Unfortunately nor do I, because between that moment, visiting the supermarket and returning home, some low-life stole my Buzz Lightyear mascot and with it the flag pole and Union Jack. I only noticed the following day as I was leaving town. That put me into a disgruntled and annoyed frame of mind. I reckon it was the girls in the car next to me as I parked in the supermarket car park. They were eyeing up something as I strode from the bike. Apparently it wasn't me, but my cartoon look-a-like. I hope she gives it to her kid... then again, I hope she doesn't. "Here, sonny, have this Buzz Lightyear I stole from some tourist..." Hardly a good example.
So, the Te Puke experience was good, marred overall by hazardous gravel, a broken hand and a stolen space hero. Not to mention the flag. I have a reserve mascot in my bags in Wellington and the flag will be replaced. Maybe a Welsh Dragon.. for a bit of originality. Because I have realised, to my surprise, that British is just not that different. I expected to stand out like in America. It will give me an excuse to use my Welsh accent. Not that the Kiwi's will be able to spot it. One guy yesterday asked me if I was German. Nein. You are ze veakest link, auf wiedersen...
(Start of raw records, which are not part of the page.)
PR #561, opened 2022-09-26
VIP-744: Add notify flag to optionally suppress dashboard emails

alice-dw:


alice-dw:
https://github.com/votinginfoproject/vip_admin/pull/326
https://github.com/votinginfoproject/data-processor/pull/373

notifications/sender.js
```diff
@@ -112,6 +112,10 @@ var badFips = function(fips) {
 
 var sendEmail = function(message, fips, contentFn) {
   authService.getUsersByFips(fips, function (users) {
+    logger.info(`notify flag: ${message.notify}`)
```
alice-dw, line 115: added some logging for the time being to make sure that
- message.notify is getting passed through at all
- it is it getting parsed as a boolean and not a string

danny-pease (approved):
📧

PR #562, opened 2022-09-28
VIP-744: Add notify type log

alice-dw:


alice-dw:
just adding a log and tagging for visibility. will remove once this ticket is done

PR #563, opened 2022-09-28
VIP-744: Log public Id when skipping email

alice-dw:


notifications/sender.js
```diff
@@ -112,9 +112,8 @@ var badFips = function(fips) {
 
 var sendEmail = function(message, fips, contentFn) {
   authService.getUsersByFips(fips, function (users) {
-    logger.info(`notify flag: ${message.notify}`)
-    logger.info(`typeof notify flag: ${typeof message.notify}`)
-    if (message.notify !== undefined && !message.notify) {
+    if (message.notify === false) {
+      logger.info(`Notify flag disabled, not sending email for message with publicId ${message.publicId}`);
```
alice-dw, line 116: this seems like the most sensible thing to log to me. open to suggestions otherwise

notifications/sender.js
```diff
@@ -112,9 +112,8 @@ var badFips = function(fips) {
 
 var sendEmail = function(message, fips, contentFn) {
   authService.getUsersByFips(fips, function (users) {
-    logger.info(`notify flag: ${message.notify}`)
-    logger.info(`typeof notify flag: ${typeof message.notify}`)
-    if (message.notify !== undefined && !message.notify) {
```
alice-dw, line 117: the deleted lines were confirming that message.notify gets correctly parsed as a bool, which it does, so logs are unnecessary and the condition can be simplified

alice-dw:
sorry one last one!!

notifications/sender.js
danny-pease: > this seems like the most sensible thing to log to me. open to suggestions otherwise

makes sense to me!

danny-pease (approved):
📬

PR #534, opened 2021-10-19
Vip 387 feed security fix

jimkoglerdw:
Creates a new middleware and applies it to one endpoint.

Next step to close this out is to apply it to any route with a :feedid parameter.

PR #565, opened 2022-10-04
VIP-762: Prevent users from viewing feeds from other jurisdictions

alice-dw:
Tested on /xml/overview-summary endpoint:
- `super-admin` can access all feeds
- guest user with FIPS `50` can access Vermont feeds
- guest user with FIPS `51` cannot access Vermont feeds
- guest user with FIPS `50` and `51` can access Vermont feeds


authentication/services.js
```diff
@@ -21,6 +24,35 @@ const checkJwt = jwt({
...
+  })();
+
+  conn.query(function(client, _) {
+    client.query(query, params, function(err, result) {
+      if (err) {
+        logger.error("Error querying for feeds");
+        logger.error(err);
+        res.writeHead(500, {'Content-Type': 'application/text'});
+        res.write("Server Error");
+        res.end();
```
alice-dw, line 44: this error handling is generic, it's done in most callbacks in this repo

authentication/services.js
```diff
@@ -21,6 +24,35 @@ const checkJwt = jwt({
...
+      } else {
+        requestedFeeds = result.rows.filter(feed => feed.public_id == req.params.feedid);
```
alice-dw, line 46: this is the main logic

alice-dw (commented):
see adjacent pr, only in staging: https://github.com/votinginfoproject/Metis/pull/534

i chose not to use the existing getFeeds functionality because this call doesn't really follow the simpleQueryResponder pattern since we need to use the result of the query before sending it in the response

pg/gets.js
```diff
@@ -16,7 +16,6 @@ var overviewTableRow = function(row, type, dbTable, link) {
 module.exports = {
   // Functions below return arrays for the various queries with the requirement of an ID.
   getFeeds: function(req, res) {
-		var roles = auth.getUserRoles(req);
```
alice-dw, line 19: random unused variable

dwxander (approved):
🔒

danny-pease (approved):
👾

PR #570, opened 2022-11-16
VIP-824: don't check feed id for non-auth routes

alice-dw:


alice-dw:
as of this PR, if a route should have the `checkUserAuthorizedForFeed` middleware if and only if it currently has the `checkJwt` middleware

dwxander (approved):

PR #574, opened 2022-12-17
VIP-842: Resolve Auth0 certificate issue

danny-pease:


gws:
The change in https://github.com/votinginfoproject/Metis/pull/574/commits/f764a292e19f574e6e86df51b5501e5bcc7566d5 to install a newer version of node-sass means we don't have to build it from source, which cuts about 2 minutes off of the build time.

The current code builds properly and should be ready to go to staging.

gws (approved):

PR #578, opened 2023-02-16
VIP 849 update ECR pipeline config

dwxander:
required for moving to DW buildkite


alice-dw (approved):
for my own understanding--where do these values come from? is that account id with the dw account or something?

dwxander:
oops sorry I meant to slack you to answer this - this is just the VIP account ID!

PR #582, opened 2023-03-01
VIP-828: Add auth checks for remaining routes

alice-dw:
Needed special handling because the way they were getting called wasn't including the authorization token from the browser on the request. Changed to override default link click behavior with an http.get request, which does include the token, then some special handling to download the report locally.


public/app/partials/5/aside.html
```diff
@@ -13,8 +13,7 @@ <h2>{{pageTitle}}<i class="fi-minus" ng-class="{'fi-plus': toggleAside}"><span c
       <br>
       {{errorCount.total_warnings | number}} Warnings in Feed
       <time id="feedDueDate" ng-if="getDueDateText(election.date)" class="due-date"><i class="fi-clock"></i> Final feed due {{getDueDateText(election.date)}}</time>
-      <a class="button button-download" href="{{errorReport}}">Download full error report</a>
-
+      <a class="button button-download" href="{{errorReport}}" ng-click="downloadReport($event)">Download full error report</a>
```
alice-dw, line 16: add special `ng-click` handler in html elements where reports are downloaded from

public/assets/js/app/app.js
```diff
@@ -798,7 +797,6 @@ vipApp.run(function ($rootScope, $appService, $location, $appProperties, $window
     return baseUrl + path;
   }
 
-  $rootScope.errorReportUrl = function() {
-    return '/db/feeds/' + $rootScope.feedId() + '/errors/report';
-  }
+  $rootScope.errorReportUrl = '/db/feeds/' + $rootScope.feedId() + '/errors/report';
```
dwxander, line 800: just for my own understanding, why do we want this to not be a function anymore/why was it one to begin with?

dwxander (approved):
🪪✅

public/assets/js/app/app.js
alice-dw: oops! good call. i changed it bc i wasnt sure but it actually doesn't work if it isn't a function, maybe because $rootScope.feedId() is undefined at the time we set this, so we call it later when $rootScope.feedId() is populated

danny-pease (approved):
🌻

The Swiss-French couple at the hostel were nice. We conversed a little, I used a few French words, and wished my dad was there to help me with his shouted Franglais and special hand signals. The other guest was an American lady with bent hips, who evidently was a cyclist. I arrived at the hostel to find her mid-discussion with the Maori host who couldn't get a word in edgeways, about the politics of America, the merits of war in Iraq and the future of Bush. She was very circumspect sbout the whole thing. Quite widely read and certainly not a Bush supporter. As I sat writing my notes for the day's travel, she went out to fix a wing mirror. I wondered at asking if she had fallen in gravel. Perhaps that's how she bent her hips?
I was slightly envious of the feeling she must have of achievement. She would have cycled miles to be there. I felt short changed, all the poorer for not having exerted myself much that day, after a short trip on the bike. Thoughts flourished for a moment of how I might trade the motorbike for a bicycle. I'd get fit and have an even more organic experience of the country. Then reality returned and I snapped off some more chocolate to go with the biscuits I had just eaten. I really should get more exercise...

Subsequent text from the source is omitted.